Records provided:
PR #2302, opened 2025-04-24
Print deallocate in a more compact form

EmilyBourne:
The deallocation of arrays takes 3 lines which draws attention unnecessarily to the fact that it handles the case where the allocation occurred conditionally (e.g. in an if block). This PR changes the print to a 1 line form to neaten the code.

### DIFF
--- a/pyccel/codegen/printing/fcode.py
+++ b/pyccel/codegen/printing/fcode.py
@@ -2416,9 +2416,7 @@ class FCodePrinter(CodePrinter):
             return ''
         elif isinstance(class_type, (NumpyNDArrayType, HomogeneousTupleType, StringType)):
             var_code = self._print(var)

Goal of the exercise:
Your reply should be the material above, repeated word for word.

Exercise response:
PR #2302, opened 2025-04-24
Print deallocate in a more compact form

EmilyBourne:
The deallocation of arrays takes 3 lines which draws attention unnecessarily to the fact that it handles the case where the allocation occurred conditionally (e.g. in an if block). This PR changes the print to a 1 line form to neaten the code.

### DIFF
--- a/pyccel/codegen/printing/fcode.py
+++ b/pyccel/codegen/printing/fcode.py
@@ -2416,9 +2416,7 @@ class FCodePrinter(CodePrinter):
             return ''
         elif isinstance(class_type, (NumpyNDArrayType, HomogeneousTupleType, StringType)):
             var_code = self._print(var)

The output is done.